Ethical issues in Teaching Health Promotion Strategies
Some researchers state that the problems we have seen with the behavior-change model can usually be handled by the empowerment approach (Tengland, 2016, p. 38). When using such health promotion strategies as empowerment to control ones quality of life, it is often crucial to remember that peoples privacy and right to make free choices should be respected. Still, empowerment influences social goals in achieving healthy behavior through mass media and specific laws. In nursing practice, it is more common to use approaches to achieve changes in a patients behavior.

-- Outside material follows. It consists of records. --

Issue #6774, opened 2021-11-05
The Python installed from Microsoft Store couldn't view installed packages when first use the environment.


linette-zyy:
**Environment**
Build of Visual Studio: 17.1.0 Preview 2.0 [31904.282.main]
Build of Python Package: 17.0.21295.2
OS version: Windows 11 Enterprise 21H2
Python install from Microsoft Store

**Steps to Reproduce**
1. Create a new python application
2. Expand the one Python Environment in "Python Environments" node
3. Check the package list

**Expected behavior**
All the packages should listed
![image](https://user-images.githubusercontent.com/59192491/140449102-613675c3-7637-4a8c-a643-30aebbdbd535.png)

![image](https://user-images.githubusercontent.com/59192491/140449065-b9258e19-e31a-4a3e-b67d-460678cb2069.png)

**Additional context and screenshots**
The Python installed from Microsoft Store couldn't view installed packages when first use the environment.
![image](https://user-images.githubusercontent.com/59192491/140449184-b0b352b6-9a5a-4a7c-bd86-2cf6494c92d0.png)
![image](https://user-images.githubusercontent.com/59192491/140449228-02ac926d-2d34-4dc7-94ed-28374fe768ad.png)

After I restart the VS, this issue is not reproduce.

linette-zyy:
This issue also can reproduce on today's environment.
![image](https://user-images.githubusercontent.com/59192491/141723441-7b9deba7-3add-4d7d-b329-9fe71304a439.png)
![image](https://user-images.githubusercontent.com/59192491/141723427-f757e6d6-4a98-4a25-b031-abaa1bfaf75c.png)
After restart the VS, we can view installed packages.

StellaHuang95:
I can't repro this. @linette-zyy Could you verify this again on the latest build?

linette-zyy:
![image](https://user-images.githubusercontent.com/59192491/172799541-7c47b33f-f8ae-47aa-a545-7402fceef478.png)
@StellaHuang95 In today's build, I can't repro this when install packages(requests) in the 'Packages(PyPI)' search box
![install_from_MS](https://user-images.githubusercontent.com/59192491/172800551-50423c7a-fb6b-4bf1-aedc-91b5f950fabd.gif)
But i can repro this  when install packages(requests) in the command line
![install_from_MS_commandline](https://user-images.githubusercontent.com/59192491/172800960-2f7abdfc-3e89-4544-8e84-202937e16ac1.gif)

[...]

PR #8064, opened 2024-11-13
fix for msft python failing to detect pip packages due to pip needing…

bschnurr:
… to be updated.

in the StandardErrorLines it returns:

"[notice] A new release of pip is available: 23.0.1 -> 24.3.1"
"[notice] To update, run: C:\\Users\\bschnurr\\AppData\\Local\\Microsoft\\WindowsApps\\PythonSoftwareFoundation.Python.3.10_qbz5n2kfra8p0\\python.exe -m pip install --upgrade pip"

now we check for no packages found and error strings. if so we just set packages to null and it falls back to directory search to display instead.

fixes https://github.com/microsoft/PTVS/issues/6774

### DIFF
--- a/Python/Product/VSInterpreters/PackageManager/PipPackageManager.cs
+++ b/Python/Product/VSInterpreters/PackageManager/PipPackageManager.cs
@@ -444,6 +444,15 @@ namespace Microsoft.PythonTools.Interpreter {
                                             .Where(p => p.IsValid)
                                             .OrderBy(p => p.Name)
                                             .ToList();
+
+
+                                        if(packages.Count() == 0 && proc.StandardErrorLines.Any()) {
+                                            Debug.WriteLine("Failed to run pip to collect packages");
+                                            foreach (var line in proc.StandardErrorLines) {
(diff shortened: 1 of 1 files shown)


Python/Product/VSInterpreters/PackageManager/PipPackageManager.cs
```diff
@@ -444,6 +444,15 @@ CancellationToken cancellationToken
...
                                             .OrderBy(p => p.Name)
                                             .ToList();
+
+
+                                        if(packages.Count() == 0 && proc.StandardErrorLines.Any()) {
+                                            Debug.WriteLine("Failed to run pip to collect packages");
+                                            foreach (var line in proc.StandardErrorLines) {
+                                                Debug.WriteLine(line);
+                                            }
+                                            packages = null;
```
bschnurr, line 454: below there is a case for null packages.
   if (packages == null) {
                        // Pip failed, so return a directory listing

rchiodo (approved):

PR #8066, opened 2024-11-13
Try fixing the PTVS crash

StellaHuang95:
fixes https://github.com/microsoft/PTVS/issues/8060

I tried multiple ways including what users described in all similar issues but still wasn't able to repro the crash. From reading the call stacks looks like it's trying to call `GetProjectProperty` on a disposed `PythonProjectNode` object. So adding the check to return early if it's disposed. I did manually testing on all different scenarios and it doesn't crash or affect any behaviors. I will ask users to try again once the fix is shipped.


Python/Product/PythonTools/PythonTools/Project/PythonProjectNode.cs
```diff
@@ -1082,7 +1085,7 @@ protected override void Dispose(bool disposing) {
 
                 _recreatingAnalyzer.Dispose();
             }
-
+            _isDisposed = true;
```
rchiodo, line 1088: Maybe it would be better to put this at the top before all the other things are removed? (In case one of them throws an exception.

Then you can also check if it's already disposed or not and throw an exception if it is.

rchiodo (approved):

PR #8067, opened 2024-11-13
Fix for assert that was triggered when a loose python file was open w…

bschnurr:
…ith no folder or project.

pylance will use a default workspace

fixes https://github.com/microsoft/PTVS/issues/8062


StellaHuang95:
Does Pylance in VSCode also uses default workspace if it's loose file?

StellaHuang95 (approved):

rchiodo (approved):

bschnurr:
> Does Pylance in VSCode also use default workspace if it's loose file?

yup. thats how it works in vscode too

PR #355, opened 2024-05-23
[ENH] Gamma Distribution

ShreeshaM07:

Implements Gamma distribution.
No

Yes

##### For all contributions

##### For new estimators

### DIFF
--- a/skpro/distributions/gamma.py
+++ b/skpro/distributions/gamma.py
@@ -1,0 +1,78 @@
+# copyright: skpro developers, BSD-3-Clause License (see LICENSE file)
+"""Exponential probability distribution."""
+
+__author__ = ["ShreeshaM07"]
+
+import pandas as pd
+from scipy.stats import gamma, rv_continuous
+
+from skpro.distributions.adapters.scipy import _ScipyAdapter
+
+
+class Gamma(_ScipyAdapter):
+    r"""Gamma Distribution.
+
+    The Gamma Distribution is parameterized by shape :math:`\alpha` and
+    rate :math:`\beta`, such that the pdf is
+
+    ..math:: f(x) = \frac{x^(\alpha-1)*\exp\left(-\beta*x)*\beta^\alpha}{\tau(\alpha)}
+
+    where `\tau(\alpha)` is the Gamma function.
+    For all positive integers,`\tau(\alpha) = (alpha-1)!`.
+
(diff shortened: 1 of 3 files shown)


skpro/distributions/gamma.py
```diff
@@ -0,0 +1,78 @@
...
+class Gamma(_ScipyAdapter):
+    r"""Gamma Distribution.
+
+    The Gamma Distribution is parameterized by shape :math:`\alpha` and
+    rate :math:`\beta`, such that the pdf is
+
+    ..math:: f(x) = \frac{x^(\alpha-1)*\exp\left(-\beta*x)*\beta^\alpha}{\tau(\alpha)}
+
+    where `\tau(\alpha)` is the Gamma function.
+    For all positive integers,`\tau(\alpha) = (alpha-1)!`.
```
VascoSch92, line 21:
```suggestion
    where :math:`\tau(\alpha)` is the Gamma function.
    For all positive integers, :math:`\tau(\alpha) = (\alpha-1)!`.
```

fkiraly (approved):
Looks good to me.

Typos in docstring should be fixed, though are not blocking.

skpro/distributions/gamma.py
ShreeshaM07: Could you please be so kind to write the expression for the `f(x)` as well in this LaTex format I am not able to do it with trial and error, or maybe lead me to some resource that explains the usage.

fkiraly: but `f` looks correct already - does it not compile to sth readable?

You can always test it by putting it in markdown, like this:

$`f(x) = \frac{x^{\alpha-1}\exp\left(-\beta x\right)\beta^{\alpha}}{\tau(\alpha)}`$

ShreeshaM07: for some reason the expression is working when i use $$ in markdown here but it doesnt convert in readthedocs and instead if i use ..math:: neither here nor there it is readable.

ShreeshaM07:
Finally it works! please let me know if anything else needs to be done.

skpro/distributions/gamma.py
fkiraly: I'm looking at the docs, it is perfectly readable for me:

image

fkiraly:
oh, I see - you fixed it. Great!

PR #356, opened 2024-05-23
[ENH] Alpha distribution

SaiRevanth25:
 Implements Alpha Distribution. Towards https://github.com/sktime/skpro/issues/22

No

 No

##### For all contributions

##### For new estimators

### DIFF
--- a/skpro/distributions/alpha.py
+++ b/skpro/distributions/alpha.py
@@ -17,6 +17,18 @@ class Alpha(_ScipyAdapter):
     It is often used for modeling data with heavy right tails,
     unlike the Gaussian distribution(which is symmetric and bell-shaped).
 
+    The probability density function (PDF) of the Alpha distribution is given by:
+    .. math::
+
+        f(x) = \frac{1}{x^2 \Phi(a) \sqrt{2\pi}}
+                \exp\left(-\frac{1}{2}\left(\frac{a - 1}{x}\right)^2\right)
+
+    where:
+       - :math:`a` is the shape parameter.
+       - :math:`Phi` is the cumulative distribution function (CDF) of the
+                    standard normal distribution.
+
+
     Parameters
     ----------
     a : float or array of float (1D or 2D), must be positive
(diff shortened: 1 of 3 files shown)


skpro/distributions/alpha.py
```diff
@@ -0,0 +1,61 @@
...
+
+    def __init__(self, a, index=None, columns=None):
+        self.a = a
+
+        super().__init__(index=index, columns=columns)
+
+    def _get_scipy_object(self) -> rv_continuous:
+        return alpha
+
+    def _get_scipy_param(self) -> dict:
```
VascoSch92, line 45: here there is a `dict` as return, but actually you are returning a tuple of a list and a dictionary

fkiraly (approved):
Looks good!

Not blocking, but we should:

* add an explanation of the parameterization to the docstring - the "alpha" distribution is not a common one, so more explanation on how to obtain it would also be useful (e.g., in relation to Gaussian)
* fix the type annotations, as @VascoSch92 suggests

skpro/distributions/alpha.py
```diff
@@ -0,0 +1,67 @@
...
+import pandas as pd
+from scipy.stats import alpha, rv_continuous
+
+from skpro.distributions.adapters.scipy import _ScipyAdapter
+
+
+class Alpha(_ScipyAdapter):
+    r"""Alpha distribution.
+
+    The alpha distribution is characterized by its shape parameter :math:`\a`,
```
fkiraly, line 15: could you add one of the distribution defining functions here, as a reference? pdf for instance

SaiRevanth25: image

Does this check out?

Screenshot 2024-05-24 132836

fkiraly: Almost:

* I think the inline tex expression might have to be on the same line to compile. Have a look how it render in the doc build.
* I would not make the dependency on `a` explicit on the lfet hand side, for consistency
* the `\` in front of the `a` is unnecessary
* `x` is not a random variable, it's a free (bound) variable. You can omit its explanation.
* you can also omit the argument of `Phi` in the explanation, and say "is" instead of "represents".

SaiRevanth25: made the necessary changes, i think its good to go.

PR #358, opened 2024-05-23
[ENH] Creating a new Bayesian Regressor with PyMC as a backend

meraldoantonio:
#### Reference Issues/PRs
https://github.com/sktime/skpro/issues/7

This WIP PR implements a Bayesian Linear Regressor with PyMC as a backend

Yes - it depends on PyMC family: PyMC itself, XArray and ArviZ

The design of the BayesianLinearRegressor. Especially:
1. The introduction of the priors. For now, the class hardcodes the priors. We need to think about the way in which the users should inject their own priors. 

Not yet

#### Any other comments?
N/A

##### For all contributions
- [ X] The PR title starts with either [ENH], [MNT], [DOC], or [BUG]. [BUG] - bugfix, [MNT] - CI, test framework, [ENH] - adding or improving code, [DOC] - writing or improving documentation or docstrings.

##### For new estimators
(This is not yet done)


skpro/regression/bayesian.py
```diff
@@ -0,0 +1,391 @@
...
+
+            # Expected value of outcome
+            self.mu = pm.Deterministic("mu", self.intercepts + pm.math.dot(X_data, self.slopes))
+
+            # Likelihood (sampling distribution) of observations
+            Y_obs = pm.Normal("y_obs", mu=self.mu, sigma=self.sigma, observed=y_data, dims =("obs_id"))
+
+            # Sample from the posterior
+            self.trace = pm.sample(
+                draws=2000,
```
fkiraly, line 154: should we make these available in the `__init__`? Can of course leave these to defaults.

skpro/regression/bayesian.py
```diff
@@ -0,0 +1,391 @@
...
+                draws=2000,            
+                tune=1500,             
+                chains=1,              
+                random_seed=42,             
+                target_accept=0.90, # Target acceptance probability; higher value leads to higher accuracy but slower sampling
+                return_inferencedata=True,  # Return an InferenceData object 
+                progressbar=True            
+            )
+
+        self.fitted = True
```
fkiraly, line 163: no need to do this, handled by `fit`

skpro/regression/bayesian.py
```diff
@@ -0,0 +1,348 @@
+"""Probabilistic linear regression by PyMC"""
+
+
+__author__ = ["meraldoantonio"]
+
+from skpro.regression.base import BaseProbaRegressor
+import pymc as pm
```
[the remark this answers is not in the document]
meraldoantonio: Noted; I've rewritten the class and incorporated these changes

skpro/regression/bayesian.py
meraldoantonio: Yep; I've added the options to set these in `__init__`

skpro/regression/bayesian.py
meraldoantonio: Noted; removed in the latest draft

skpro/regression/bayesian.py
```diff
@@ -0,0 +1,349 @@
...
+        with pm.Model(coords={"obs_id": X.index, "pred_id": X.columns}) as self.model:
+
+            # Mutable data containers
+            X_data = pm.Data("X", self._X, dims = ("obs_id", "pred_id"))
+            y_data = pm.Data("y", self._y_vals, dims = ("obs_id"))
+
+            # Priors for unknown model parameters
+            self.intercept = pm.Normal("intercept", mu=self.intercept_mu, sigma=self.intercept_sigma)
+            self.slopes = pm.Normal("slopes", mu=self.slopes_mu, sigma=self.slopes_sigma, shape = self._X.shape[1], dims=("pred_id"))
+            self.noise = pm.HalfNormal("noise", sigma=self.noise_sigma)
```
fkiraly, line 116: would inverse gamma not be more standard here, as it is conjugate to the normal?

skpro/regression/bayesian.py
```diff
@@ -0,0 +1,349 @@
...
+        self._predict_done = False
+
+        with pm.Model(coords={"obs_id": X.index, "pred_id": X.columns}) as self.model:
+
+            # Mutable data containers
+            X_data = pm.Data("X", self._X, dims = ("obs_id", "pred_id"))
+            y_data = pm.Data("y", self._y_vals, dims = ("obs_id"))
+
+            # Priors for unknown model parameters
+            self.intercept = pm.Normal("intercept", mu=self.intercept_mu, sigma=self.intercept_sigma)
```
fkiraly, line 114: design discussion point - is there a way to let the user specify these? Either as `pymc` or as skpro distributions. The latter would be interface consistent but would require translation between distribution objects, and `pymc` distributions.

Maybe in another PR though, this would complicate things - `pymc` distributions are nice because of their autodiff, but they seem to require a model context always and a name, so they do not exist on their own, or are not meant to.

skpro/regression/bayesian.py
```diff
@@ -0,0 +1,349 @@
...
+
+            # Constructing the posterior
+            self.trace = pm.sample(chains = self.chains, draws = self.draws)
+
+            # Constructing the in-sample posterior predictive
+            self.trace.extend(pm.sample_posterior_predictive(self.trace))
+            
+        return self
+
+    def get_prior(self, return_type = "xarray"):
```
fkiraly, line 132: why do we need this function?

skpro/regression/bayesian.py
```diff
@@ -0,0 +1,349 @@
...
+        if self._predict_done:
+            pm.set_data({"X": self._X}, coords={"obs_id": self._X.index, "pred_id": self._X.columns})
+        return az.summary(self.trace.prior, var_names = ["intercept", "slopes", "noise"])
+  
+    def plot_ppc(self, **kwargs):
+        """Plot the prior predictive check"""
+        import arviz as az
+        return az.plot_ppc(self.trace, **kwargs)
+    
+    def get_posterior(self, return_type = "xarray"):
```
fkiraly, line 175: we should consider generic bayesian mixins here - a design question for now.

skpro/regression/bayesian.py
fkiraly: we could consider using `bambi`
https://github.com/bambinos/bambi
but that might lock some design decisions in that are not pleasant for sklearn users...

fkiraly (changes requested):
Large number of code formatting failures - see here for a guide on how to automate good code formatting: https://www.sktime.net/en/stable/developer_guide/coding_standards.html

fkiraly:
@meraldoantonio, code formatting failures still, see above. You should be able to automatically format on save, or be able to type things like `black .` in your console to format.

fkiraly (changes requested):
Nice contribution!

Some high-level points:

* could you split the notebook off into a chained PR, based on the estimator PR? The notebook may require some more review (time), and should not block the estimator
* in the estimator, I would kindly ask you to remove the visualization dependencies from `python_dependencies`, and instead introduce dependency checks in the methods that need them? This way, users do not need to visualisation dependencies when using the model in a deployment pipeline.

fkiraly:
Strange import error - is this related to an upper bound of any of the imports implied by 3.9, e.g., `scipy`?

meraldoantonio:
> Strange import error - is this related to an upper bound of any of the imports implied by 3.9, e.g., `scipy`?

Apparently there is a bug with Arviz 0.17 and scipy>=1.13 ([source 1](https://discourse.pymc.io/t/importerror-cannot-import-name-gaussian-from-scipy-signal/14170/6)) ([source 2](https://forum.cadet-web.de/t/scipy-signal-gaussian-import-from-process-0-8-0-to-0-9-0-broken/926/3)). 

The bug is no longer present in Arviz 0.18 but this requires Python 3.10 and above.

As a temporary solution, I've locked the scipy version in `all-extras` in `project.toml`

fkiraly:
Makes sense.

From a maintenance perspective, applying the version bound in the `pyproject.toml` is not a good solution, since the lock is implied only by a single estimator, and not by `scipy` itself.

Could you add the lock instead in the `python_dependencies` tag of the estimator, and revert the changes to `pyproject`?

meraldoantonio:
> Makes sense.
> 
> From a maintenance perspective, applying the version bound in the `pyproject.toml` is not a good solution, since the lock is implied only by a single estimator, and not by `scipy` itself.
> 
> Could you add the lock instead in the `python_dependencies` tag of the estimator, and revert the changes to `pyproject`?

Makes sense! But I've tried this a couple of times and for some reason, the test framework keeps installing the "wrong" version of `scipy` (version 1.13.1), even after specifying "`scipy<=1.12.0`" in the `python_dependencies` tag... 

It might be that other libraries are pulling in a conflicting version, but I haven't managed to find the exact cause..

Any ideas?

fkiraly:
> Any ideas?

Why are you trying to bound `scipy` instead of arviz? I would simply bound `arviz>=0.18`, based on your statements, as well as `python_version >= 3.10`

fkiraly:
PS: why did you close the notebook PR? That was a nice notebook, and indeed it would be nice as separate PR.

meraldoantonio:
> > Any ideas?
> 
> Why are you trying to bound `scipy` instead of `arviz`? I would simply bound `arviz>=0.18`, based on your statements, as well as `python_version >= 3.10`

Ah ok! I was trying to make it work for python 3.9. I've now locked the python version and arviz version in the latest commit

> PS: why did you close the notebook PR? That was a nice notebook, and indeed it would be nice as separate PR.

Just closed it temporarily as I'm still working on adding the `update` method. I’ll re-open it once that's done!

fkiraly:
is this PR ready for merge?

I would really suggest to chunk PRs in smaller, self-contained additions, so we can merge your contributions more quickly and PR do not get too large. For instance, `update` we can add later and it should not "hurt" (or would it?)

meraldoantonio:
> is this PR ready for merge?
Yes it is!

> I would really suggest to chunk PRs in smaller, self-contained additions, so we can merge your contributions more quickly and PR do not get too large. For instance, `update` we can add later and it should not "hurt" (or would it?)
Sure, noted! Yes, you're right, we can add the `update` method in later PRs

fkiraly:
>> is this PR ready for merge?

> Yes it is!

Then you should adjust the tagging/signposting:

* remove the "WIP" tag from the title
* turn the PR form draft to ready (top right side menu)
* "re-request a review", press circling arrows next to dev pictures who have already reviewed

fkiraly:
PS: there is a conflict in the `pyproject.toml`, as your PR does not seem up to date with the recent release. Fixing is as usual: sync your fork, and merge main into your branch.

meraldoantonio:
PS on the `update` method: Based on my research, there isn't an ideal method for performing update using `PyMC`. There are 2 possible routes, however, both have significant limitations:

1. **Rebuilding the prior from the posterior using marginal 1D empirical approximation**: This approach, described in the [PyMC documentation](https://www.pymc.io/projects/examples/en/latest/howto/updating_priors.html), works fine when dealing with a single variable. However, if we have multiple variables (such as in our case, where we have an intercept and a slope per feature), this method is problematic because it loses the correlation structure between variables. 

2. **Rebuilding the prior using a multivariate normal approximation**: Another approach is to approximate the posterior as a multivariate normal distribution, as discussed in the [PyMC Experimental library](https://www.pymc.io/projects/experimental/en/latest/generated/pymc_experimental.utils.prior.prior_from_idata.html). While this method retains the correlation between variables, it assumes normality, which may not hold in cases where the posterior  is multimodal or skewed. 

Instead of introducing a potentially misleading `update` method, I think it would be better to omit it at this stage

fkiraly (changes requested):
The code looks great!

There are some testing issues:

* the failure on 3.9 still seems there, even though we clearly set the tag. Could you check if you can understand what is going on there?
* `get_test_params` should be populated with at least two examples.

meraldoantonio:
> The code looks great!
> 
> There are some testing issues:
> 
> * the failure on 3.9 still seems there, even though we clearly set the tag. Could you check if you can understand what is going on there?
> * `get_test_params` should be populated with at least two examples.

I'm not sure what's going on with the failing tests with Python 3.9, I've tried playing around with the versions but somehow the test suite ignores this tag :(

I've added examples to `get_test_param`

fkiraly:
Summarizing our collaborative coding session on November 8, we have found out what the problem is in the failures on python 3.9, namely a known issue with the dependency checking framework that is already fixed in `sktime` and `skbase`.

The todo is summarized in https://github.com/sktime/skpro/issues/489, and should happen in a separate pull request.

fkiraly:
oops, looks like this got accidentally closed, I reopened.

The reason for this is, you accidentally used a reserved "closing keyword" in #490, that is, you wrote "fixes #358" in the preamble. If you do this, then the mentioned issue or PR gets closed once the PR is merged! I did not know btw that this also applied to PR, not just to issues.

fkiraly (approved):
Looks good now. I fixed a merge conflict in `pyproject`, somehow the dead deps `tabulate` and `uncertainties` returned.

PR #363, opened 2024-05-25
[ENH] Half Normal Distribution

SaiRevanth25:
 Implements Half Normal Distribution

 No

##### For all contributions

##### For new estimators

### DIFF
--- a/skpro/distributions/halfnormal.py
+++ b/skpro/distributions/halfnormal.py
@@ -15,7 +15,6 @@ class HalfNormal(_ScipyAdapter):
     This distribution is univariate, without correlation between dimensions
     for the array-valued case.
 
-    The pdf is defined only for :math:`\( x \geq 0 \)`. For :math:`\( x < 0 \), \( f(x) = 0 \)`.
     The distribution is `cut off` at :math:`\( x = 0 \)`. There is no mass assigned to
     negative values; they are entirely excluded from the distribution.
 
@@ -23,7 +22,7 @@ class HalfNormal(_ScipyAdapter):
     :math:`\sigma`, such that the pdf is
 
     .. math:: f(x) = \frac{\sqrt{2}}{\sigma \sqrt{\pi}}
-                    \exp\left(-\frac{x^2}{2\sigma^2}\right)
+                    \exp\left(-\frac{x^2}{2\sigma^2}\right), x>0 otherwise 0
 
     The standard deviation :math:`\sigma` is represented by the parameter ``sigma``.
 
--- a/skpro/distributions/halfnormal.py
+++ b/skpro/distributions/halfnormal.py
@@ -1,0 +1,210 @@
+# copyright: skpro developers, BSD-3-Clause License (see LICENSE file)
+"""Half-Normal probability distribution."""
+
+__author__ = ["SaiRevanth25"]
+
+import numpy as np
+import pandas as pd
+from scipy.special import erf, erfinv
+
+from skpro.distributions.base import BaseDistribution
+
+
+class HalfNormal(BaseDistribution):
+    r"""Half-Normal distribution (skpro native).
+
+    This distribution is univariate, without correlation between dimensions
+    for the array-valued case.
+
+    The half-normal distribution is parametrized by the standard deviation
+    :math:`\sigma`, such that the pdf is
+
+    .. math:: f(x) = \frac{\sqrt{2}}{\sigma \sqrt{\pi}}
+                    \exp\left(-\frac{x^2}{2\sigma^2}\right)
+
+    The standard deviation :math:`\sigma` is represented by the parameter ``sigma``.
+
+    Parameters
+    ----------
+    sigma : float or array of float (1D or 2D), must be positive
+        standard deviation of the half-normal distribution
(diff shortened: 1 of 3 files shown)


skpro/distributions/halfnormal.py
```diff
@@ -0,0 +1,210 @@
...
+from skpro.distributions.base import BaseDistribution
+
+
+class HalfNormal(BaseDistribution):
+    r"""Half-Normal distribution (skpro native).
+
+    This distribution is univariate, without correlation between dimensions
+    for the array-valued case.
+
+    The half-normal distribution is parametrized by the standard deviation
```
fkiraly, line 19: I think you need to say something about the domain, or that pdf is zero for negative.

Also, please clarify whether this is truncated or clipped, as it might not be clear to the reader: that is, is there a mass on zero?

skpro/distributions/halfnormal.py
```diff
@@ -0,0 +1,210 @@
...
+        Private method, to be implemented by subclasses.
+
+        Returns
+        -------
+        2D np.ndarray, same shape as ``self``
+            energy values w.r.t. the given points
+        """
+        sigma = self._bc_params["sigma"]
+
+        energy_arr = sigma * np.sqrt(2 - 2 / np.pi)
```
fkiraly, line 68: can you explain how you have derived these?

skpro/distributions/halfnormal.py
```diff
@@ -0,0 +1,210 @@
...
+        -------
+        2D np.ndarray, same shape as ``self``
+            energy values w.r.t. the given points
+        """
+        sigma = self._bc_params["sigma"]
+
+        cdf = self.cdf(x)
+        pdf = self.pdf(x)
+
+        energy_arr = (x) * (2 * cdf - 1) + 2 * sigma**2 * pdf
```
fkiraly, line 96: same, can you kindly explain your derivation?

skpro/distributions/halfnormal.py
```diff
@@ -0,0 +1,210 @@
...
+            values to evaluate the log pdf at
+
+        Returns
+        -------
+        2D np.ndarray, same shape as ``self``
+            log pdf values at the given points
+        """
+        sigma = self._bc_params["sigma"]
+        log_pdf_arr = -0.5 * (x / sigma) ** 2
+        log_pdf_arr = log_pdf_arr - np.log(np.sqrt(2 / np.pi) / sigma)
```
fkiraly, line 159: is the "-" correct?

skpro/distributions/halfnormal.py
```diff
@@ -0,0 +1,210 @@
...
+__author__ = ["SaiRevanth25"]
+
+import numpy as np
+import pandas as pd
+from scipy.special import erf, erfinv
+
+from skpro.distributions.base import BaseDistribution
+
+
+class HalfNormal(BaseDistribution):
```
fkiraly, line 13: you could use the scipy adapter, scipy has `halfnorm` - although that's not necessary, expressions are straightforward. Just point this out, not a change request

skpro/distributions/halfnormal.py
SaiRevanth25: Updated!

skpro/distributions/halfnormal.py
SaiRevanth25: i think using the scipy adatpter would be better in this case!!

SaiRevanth25: i think using the scipy adapter would be better in this case!!

fkiraly (changes requested):
The scipy adapter does not add explicit energy calculations - could you add those back? It is useful to have these as explicit numerical formulae if you are able to work them out!

skpro/distributions/halfnormal.py
```diff
@@ -0,0 +1,76 @@
...
+
+class HalfNormal(_ScipyAdapter):
+    r"""Half-Normal distribution.
+
+    This distribution is univariate, without correlation between dimensions
+    for the array-valued case.
+
+    The pdf is defined only for \( x \geq 0 \). For \( x < 0 \), \( f(x) = 0 \).
+    The distribution is "cut off" at \( x = 0 \). There is no mass assigned to
+    negative values; they are entirely excluded from the distribution.
```
VascoSch92, line 20:
```suggestion
    The pdf is defined only for :math:`\( x \geq 0 \)`. For :math:`\( x < 0 \), \( f(x) = 0 \)`.
    The distribution is `cut off` at :math:`\( x = 0 \)`. There is no mass assigned to
    negative values; they are entirely excluded from the distribution.
```

otherwise you have
Screenshot 2024-05-26 at 22 01 53

VascoSch92 (changes requested):

skpro/distributions/halfnormal.py
fkiraly: I think the notation is unusual, I would also shorten this a lot. I would just append $, x>0; \mbox{otherwise} 0$ to the formula.

SaiRevanth25: Updated it!! please let me know if anything else is to be done! Thank you.

fkiraly (approved):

Although sometimes a nurse might wish to manipulate a patients fears to achieve the goal, one should remember that it is not appropriate to use manipulation, even for the benefit of a patient. When a nurse encounters such ethical issues, some specific ethical decision-making process should be used. For example, this process can include identification of the problem, gathering additional information and developing different situations, making alternatives to these situations, implementing ethical decisions in practice, and evaluating the effects made by different health promotion strategies. For example, it is important to understand people and their motives from their standpoint to teach health behavior to them. It might also help a nurse to make a decision how to help a particular patient in achieving such goals as quitting smoking or increasing physical activity. Still, sometimes only the threat of approaching death can make a patient change ones lifestyle.
Conclusion
The given paper discussed the situation when a patients values conflict the values of health behavior promotion. The approaches to solving this problem were identified. The challenge of ethical issues and ethical decision-making process was also described.
References
Hardcastle, S. J., Hancox, J., Hattar, A., Maxwell-Smith, C., Thøgersen-Ntoumani, C., & Hagger, M. S. (2015). Motivating the unmotivated: How can health behavior be changed in those unwilling to change? Frontiers in Psychology, 6(1), 835.
Tengland, P. A. (2016). Behavior change or empowerment: On the ethics of health-promotion goals. Health Care Analysis, 24(1), 24-46.